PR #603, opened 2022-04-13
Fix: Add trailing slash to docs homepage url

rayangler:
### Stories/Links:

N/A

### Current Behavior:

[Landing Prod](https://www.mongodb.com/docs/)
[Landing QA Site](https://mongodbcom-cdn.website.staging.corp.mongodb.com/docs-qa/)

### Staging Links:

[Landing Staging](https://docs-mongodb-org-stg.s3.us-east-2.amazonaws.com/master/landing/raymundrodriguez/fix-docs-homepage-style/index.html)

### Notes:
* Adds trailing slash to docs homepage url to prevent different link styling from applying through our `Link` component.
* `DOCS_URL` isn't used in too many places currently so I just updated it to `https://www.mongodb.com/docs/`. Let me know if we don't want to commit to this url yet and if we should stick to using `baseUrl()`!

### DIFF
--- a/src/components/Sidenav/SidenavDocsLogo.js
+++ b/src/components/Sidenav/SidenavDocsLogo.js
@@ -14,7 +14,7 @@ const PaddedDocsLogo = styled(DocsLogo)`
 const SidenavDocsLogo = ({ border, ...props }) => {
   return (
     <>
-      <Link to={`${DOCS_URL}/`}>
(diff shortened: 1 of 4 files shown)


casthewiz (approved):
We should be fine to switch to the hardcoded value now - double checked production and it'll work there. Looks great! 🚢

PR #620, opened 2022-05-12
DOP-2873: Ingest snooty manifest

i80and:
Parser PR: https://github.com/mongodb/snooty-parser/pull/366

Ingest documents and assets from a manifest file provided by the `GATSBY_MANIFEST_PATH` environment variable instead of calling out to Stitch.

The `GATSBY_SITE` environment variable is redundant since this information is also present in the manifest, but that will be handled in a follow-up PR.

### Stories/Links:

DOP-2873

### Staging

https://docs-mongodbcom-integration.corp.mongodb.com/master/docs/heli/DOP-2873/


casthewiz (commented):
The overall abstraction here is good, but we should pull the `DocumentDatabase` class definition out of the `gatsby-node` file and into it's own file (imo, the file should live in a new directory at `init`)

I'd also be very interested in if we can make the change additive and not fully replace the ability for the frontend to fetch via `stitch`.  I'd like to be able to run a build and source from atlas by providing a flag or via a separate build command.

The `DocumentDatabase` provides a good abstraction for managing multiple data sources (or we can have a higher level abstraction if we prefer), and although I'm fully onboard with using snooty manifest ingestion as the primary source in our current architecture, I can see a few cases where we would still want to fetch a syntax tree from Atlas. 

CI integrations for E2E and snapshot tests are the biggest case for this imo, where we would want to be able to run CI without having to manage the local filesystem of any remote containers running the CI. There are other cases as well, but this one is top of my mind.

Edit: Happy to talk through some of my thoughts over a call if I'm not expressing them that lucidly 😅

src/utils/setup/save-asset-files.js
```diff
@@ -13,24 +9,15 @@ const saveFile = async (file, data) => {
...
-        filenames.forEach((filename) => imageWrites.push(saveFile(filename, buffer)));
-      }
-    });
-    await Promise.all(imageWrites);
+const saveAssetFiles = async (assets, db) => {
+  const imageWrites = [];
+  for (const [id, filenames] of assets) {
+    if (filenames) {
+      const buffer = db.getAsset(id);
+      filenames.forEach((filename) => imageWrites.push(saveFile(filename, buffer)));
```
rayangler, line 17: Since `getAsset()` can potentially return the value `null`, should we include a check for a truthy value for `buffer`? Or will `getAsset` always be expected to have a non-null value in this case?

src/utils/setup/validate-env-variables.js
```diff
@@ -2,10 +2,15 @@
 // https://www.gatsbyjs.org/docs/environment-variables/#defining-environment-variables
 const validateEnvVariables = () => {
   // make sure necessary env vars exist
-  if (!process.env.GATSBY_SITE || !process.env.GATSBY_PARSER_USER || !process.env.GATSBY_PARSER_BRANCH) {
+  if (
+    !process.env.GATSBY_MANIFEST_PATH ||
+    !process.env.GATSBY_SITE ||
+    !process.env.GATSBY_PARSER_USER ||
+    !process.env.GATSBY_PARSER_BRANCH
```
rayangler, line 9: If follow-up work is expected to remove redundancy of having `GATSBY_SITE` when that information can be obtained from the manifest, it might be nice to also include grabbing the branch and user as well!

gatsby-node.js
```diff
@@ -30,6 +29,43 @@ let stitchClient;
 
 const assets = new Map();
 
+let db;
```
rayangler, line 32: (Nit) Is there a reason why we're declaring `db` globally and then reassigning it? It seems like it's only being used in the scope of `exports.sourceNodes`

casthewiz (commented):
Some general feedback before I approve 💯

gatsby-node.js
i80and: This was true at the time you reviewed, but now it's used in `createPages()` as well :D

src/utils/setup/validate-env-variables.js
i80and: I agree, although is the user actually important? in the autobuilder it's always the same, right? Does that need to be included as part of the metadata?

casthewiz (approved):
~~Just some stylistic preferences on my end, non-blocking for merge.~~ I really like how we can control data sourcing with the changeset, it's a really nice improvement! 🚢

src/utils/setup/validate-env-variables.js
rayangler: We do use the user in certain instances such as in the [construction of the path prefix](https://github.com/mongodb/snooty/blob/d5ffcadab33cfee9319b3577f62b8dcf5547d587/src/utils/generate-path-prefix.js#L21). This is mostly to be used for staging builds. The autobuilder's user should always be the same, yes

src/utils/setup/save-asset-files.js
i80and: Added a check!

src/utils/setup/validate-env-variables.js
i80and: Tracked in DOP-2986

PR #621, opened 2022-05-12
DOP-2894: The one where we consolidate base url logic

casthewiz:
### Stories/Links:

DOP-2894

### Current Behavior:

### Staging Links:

* * *

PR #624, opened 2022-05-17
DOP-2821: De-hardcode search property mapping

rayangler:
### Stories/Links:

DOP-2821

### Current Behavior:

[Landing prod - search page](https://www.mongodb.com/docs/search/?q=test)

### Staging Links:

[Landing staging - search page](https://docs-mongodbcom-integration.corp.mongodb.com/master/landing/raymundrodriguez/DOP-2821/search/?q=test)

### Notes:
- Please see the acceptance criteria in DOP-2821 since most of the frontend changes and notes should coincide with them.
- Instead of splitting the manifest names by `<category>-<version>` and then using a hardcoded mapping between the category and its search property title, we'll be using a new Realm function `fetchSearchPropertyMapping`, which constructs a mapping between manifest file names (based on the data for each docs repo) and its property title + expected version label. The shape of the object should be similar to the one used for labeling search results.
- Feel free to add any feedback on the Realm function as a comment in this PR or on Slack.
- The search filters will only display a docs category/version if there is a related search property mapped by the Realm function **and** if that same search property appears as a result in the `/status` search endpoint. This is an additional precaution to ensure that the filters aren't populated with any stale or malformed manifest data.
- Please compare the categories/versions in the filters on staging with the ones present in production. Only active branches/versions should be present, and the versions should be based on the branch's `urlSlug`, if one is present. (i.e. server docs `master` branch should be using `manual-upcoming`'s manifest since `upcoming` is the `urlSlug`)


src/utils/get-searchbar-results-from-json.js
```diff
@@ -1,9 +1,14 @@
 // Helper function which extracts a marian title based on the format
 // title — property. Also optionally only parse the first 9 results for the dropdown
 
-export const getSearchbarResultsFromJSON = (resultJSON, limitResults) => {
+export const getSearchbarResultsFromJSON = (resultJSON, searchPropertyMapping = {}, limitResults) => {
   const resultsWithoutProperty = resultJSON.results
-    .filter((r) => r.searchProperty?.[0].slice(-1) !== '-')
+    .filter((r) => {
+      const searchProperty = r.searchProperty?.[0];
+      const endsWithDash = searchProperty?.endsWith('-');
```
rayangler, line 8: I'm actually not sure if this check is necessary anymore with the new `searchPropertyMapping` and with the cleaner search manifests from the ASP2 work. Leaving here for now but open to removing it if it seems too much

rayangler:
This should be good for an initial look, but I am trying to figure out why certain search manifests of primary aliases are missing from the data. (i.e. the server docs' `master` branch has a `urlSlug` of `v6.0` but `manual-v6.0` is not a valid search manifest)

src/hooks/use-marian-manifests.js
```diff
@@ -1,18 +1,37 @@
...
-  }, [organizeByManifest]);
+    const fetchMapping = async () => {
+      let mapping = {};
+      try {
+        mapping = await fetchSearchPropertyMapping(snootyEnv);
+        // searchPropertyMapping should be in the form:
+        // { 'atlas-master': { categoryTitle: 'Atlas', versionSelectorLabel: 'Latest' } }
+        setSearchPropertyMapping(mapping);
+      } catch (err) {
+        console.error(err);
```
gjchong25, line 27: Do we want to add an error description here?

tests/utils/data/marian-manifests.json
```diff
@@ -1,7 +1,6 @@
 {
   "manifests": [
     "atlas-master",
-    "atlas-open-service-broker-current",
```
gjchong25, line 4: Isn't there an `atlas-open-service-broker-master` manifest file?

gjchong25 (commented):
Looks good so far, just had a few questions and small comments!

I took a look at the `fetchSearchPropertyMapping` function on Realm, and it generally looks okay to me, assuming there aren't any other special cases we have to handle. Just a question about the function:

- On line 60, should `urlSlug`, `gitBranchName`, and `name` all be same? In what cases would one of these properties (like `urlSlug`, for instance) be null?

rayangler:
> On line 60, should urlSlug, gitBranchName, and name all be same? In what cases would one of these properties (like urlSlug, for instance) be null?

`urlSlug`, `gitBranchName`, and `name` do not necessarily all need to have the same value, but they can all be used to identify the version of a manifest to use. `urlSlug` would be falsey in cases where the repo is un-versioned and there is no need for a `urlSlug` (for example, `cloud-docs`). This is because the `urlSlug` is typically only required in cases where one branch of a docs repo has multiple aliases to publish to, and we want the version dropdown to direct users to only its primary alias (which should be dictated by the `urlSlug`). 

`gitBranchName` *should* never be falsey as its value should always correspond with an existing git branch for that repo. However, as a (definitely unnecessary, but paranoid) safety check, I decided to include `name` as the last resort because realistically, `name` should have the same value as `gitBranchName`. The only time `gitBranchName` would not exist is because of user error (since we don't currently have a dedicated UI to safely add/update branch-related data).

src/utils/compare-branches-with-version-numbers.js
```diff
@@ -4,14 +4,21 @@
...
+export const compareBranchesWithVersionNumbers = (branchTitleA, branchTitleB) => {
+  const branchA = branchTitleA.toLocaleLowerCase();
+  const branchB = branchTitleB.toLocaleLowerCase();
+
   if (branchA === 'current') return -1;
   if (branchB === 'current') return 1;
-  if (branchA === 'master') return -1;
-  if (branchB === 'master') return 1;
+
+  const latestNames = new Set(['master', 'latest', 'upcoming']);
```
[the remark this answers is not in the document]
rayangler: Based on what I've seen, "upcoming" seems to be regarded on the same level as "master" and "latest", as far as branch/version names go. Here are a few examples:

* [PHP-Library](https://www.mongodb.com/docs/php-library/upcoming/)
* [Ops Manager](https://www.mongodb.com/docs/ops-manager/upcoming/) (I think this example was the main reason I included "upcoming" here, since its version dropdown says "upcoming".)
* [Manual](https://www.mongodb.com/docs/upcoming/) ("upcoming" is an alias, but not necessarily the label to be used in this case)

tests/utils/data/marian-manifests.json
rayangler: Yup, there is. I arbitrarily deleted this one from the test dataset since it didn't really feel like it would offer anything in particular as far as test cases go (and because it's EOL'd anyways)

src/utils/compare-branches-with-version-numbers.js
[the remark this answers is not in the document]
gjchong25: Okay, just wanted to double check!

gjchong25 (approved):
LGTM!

* * *

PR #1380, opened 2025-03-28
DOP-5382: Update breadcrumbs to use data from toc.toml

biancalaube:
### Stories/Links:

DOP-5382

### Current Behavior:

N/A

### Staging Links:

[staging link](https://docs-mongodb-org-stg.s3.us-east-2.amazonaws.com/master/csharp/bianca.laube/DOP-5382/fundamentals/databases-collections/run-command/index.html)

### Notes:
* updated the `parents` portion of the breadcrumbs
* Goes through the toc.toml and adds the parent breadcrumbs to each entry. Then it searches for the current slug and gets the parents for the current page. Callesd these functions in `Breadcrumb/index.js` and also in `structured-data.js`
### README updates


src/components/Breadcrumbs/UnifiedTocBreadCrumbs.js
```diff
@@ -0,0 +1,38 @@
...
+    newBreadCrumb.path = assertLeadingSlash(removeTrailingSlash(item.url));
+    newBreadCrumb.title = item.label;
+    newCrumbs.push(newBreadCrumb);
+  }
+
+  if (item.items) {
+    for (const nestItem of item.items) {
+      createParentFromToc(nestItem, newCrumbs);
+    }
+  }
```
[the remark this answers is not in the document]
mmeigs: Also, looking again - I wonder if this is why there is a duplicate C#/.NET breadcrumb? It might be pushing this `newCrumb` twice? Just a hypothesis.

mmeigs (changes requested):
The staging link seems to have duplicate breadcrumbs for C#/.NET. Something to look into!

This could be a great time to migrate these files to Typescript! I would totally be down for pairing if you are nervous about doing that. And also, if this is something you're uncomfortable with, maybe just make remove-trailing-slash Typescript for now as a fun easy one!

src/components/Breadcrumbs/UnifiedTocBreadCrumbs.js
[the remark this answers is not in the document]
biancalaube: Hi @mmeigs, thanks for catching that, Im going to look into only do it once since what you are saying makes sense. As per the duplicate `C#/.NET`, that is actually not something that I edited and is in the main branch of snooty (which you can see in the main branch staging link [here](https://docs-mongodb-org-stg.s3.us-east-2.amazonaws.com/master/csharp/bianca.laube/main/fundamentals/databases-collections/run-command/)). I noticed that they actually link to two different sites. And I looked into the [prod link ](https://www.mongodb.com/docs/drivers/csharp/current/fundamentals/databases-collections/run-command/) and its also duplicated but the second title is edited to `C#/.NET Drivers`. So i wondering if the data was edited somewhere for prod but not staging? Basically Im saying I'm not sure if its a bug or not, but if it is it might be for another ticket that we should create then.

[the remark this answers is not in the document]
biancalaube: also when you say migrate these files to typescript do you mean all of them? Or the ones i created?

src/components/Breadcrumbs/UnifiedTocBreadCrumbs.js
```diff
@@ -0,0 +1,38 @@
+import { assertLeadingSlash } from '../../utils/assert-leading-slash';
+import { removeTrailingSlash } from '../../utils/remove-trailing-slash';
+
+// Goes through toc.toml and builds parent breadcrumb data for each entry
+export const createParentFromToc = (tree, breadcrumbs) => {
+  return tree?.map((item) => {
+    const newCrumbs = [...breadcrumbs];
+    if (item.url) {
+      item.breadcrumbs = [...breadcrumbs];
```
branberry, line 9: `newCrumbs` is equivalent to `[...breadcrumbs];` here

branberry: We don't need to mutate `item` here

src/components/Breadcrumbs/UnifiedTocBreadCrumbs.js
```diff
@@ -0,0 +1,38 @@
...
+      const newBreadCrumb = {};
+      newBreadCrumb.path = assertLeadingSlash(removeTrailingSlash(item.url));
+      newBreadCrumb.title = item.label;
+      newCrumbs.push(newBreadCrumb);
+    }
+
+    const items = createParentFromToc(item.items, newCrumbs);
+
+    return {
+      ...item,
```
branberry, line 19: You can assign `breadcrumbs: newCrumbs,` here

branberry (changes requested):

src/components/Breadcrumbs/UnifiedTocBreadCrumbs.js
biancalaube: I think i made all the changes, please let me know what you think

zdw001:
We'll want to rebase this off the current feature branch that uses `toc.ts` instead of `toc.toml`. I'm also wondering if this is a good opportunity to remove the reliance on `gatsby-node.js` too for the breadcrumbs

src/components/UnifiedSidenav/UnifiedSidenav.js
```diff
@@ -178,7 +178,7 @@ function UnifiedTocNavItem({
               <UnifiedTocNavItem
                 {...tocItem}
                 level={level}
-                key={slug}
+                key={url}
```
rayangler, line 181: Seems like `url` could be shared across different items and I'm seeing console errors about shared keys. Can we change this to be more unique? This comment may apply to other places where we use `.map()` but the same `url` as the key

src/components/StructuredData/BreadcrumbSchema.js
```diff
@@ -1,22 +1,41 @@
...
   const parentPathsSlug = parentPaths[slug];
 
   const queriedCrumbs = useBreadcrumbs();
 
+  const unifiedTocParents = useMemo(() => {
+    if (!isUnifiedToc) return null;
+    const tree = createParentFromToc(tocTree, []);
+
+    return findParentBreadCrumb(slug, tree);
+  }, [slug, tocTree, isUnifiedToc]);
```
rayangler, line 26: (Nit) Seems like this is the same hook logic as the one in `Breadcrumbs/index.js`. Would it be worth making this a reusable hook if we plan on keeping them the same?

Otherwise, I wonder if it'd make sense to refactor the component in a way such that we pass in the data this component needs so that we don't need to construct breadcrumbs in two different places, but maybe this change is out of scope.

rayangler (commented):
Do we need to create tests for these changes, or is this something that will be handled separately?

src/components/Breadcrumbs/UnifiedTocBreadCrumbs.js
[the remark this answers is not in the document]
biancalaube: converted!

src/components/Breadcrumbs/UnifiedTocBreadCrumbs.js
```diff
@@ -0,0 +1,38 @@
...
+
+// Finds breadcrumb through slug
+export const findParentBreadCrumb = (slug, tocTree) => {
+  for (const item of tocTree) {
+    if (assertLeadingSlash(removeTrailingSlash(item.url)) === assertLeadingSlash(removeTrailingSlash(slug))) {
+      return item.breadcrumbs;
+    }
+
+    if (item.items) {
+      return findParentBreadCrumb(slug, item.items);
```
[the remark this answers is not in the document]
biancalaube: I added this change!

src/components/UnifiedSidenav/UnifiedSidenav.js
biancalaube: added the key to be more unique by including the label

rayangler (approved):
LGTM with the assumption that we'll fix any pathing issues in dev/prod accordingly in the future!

* * *

(INSTRUCTIONS FOR THE TASK)
Among the records above, find the lines where the word "unique" appears and copy them.

(ANSWER AREA)
rayangler, line 181: Seems like `url` could be shared across different items and I'm seeing console errors about shared keys. Can we change this to be more unique? This comment may apply to other places where we use `.map()` but the same `url` as the key
biancalaube: added the key to be more unique by including the label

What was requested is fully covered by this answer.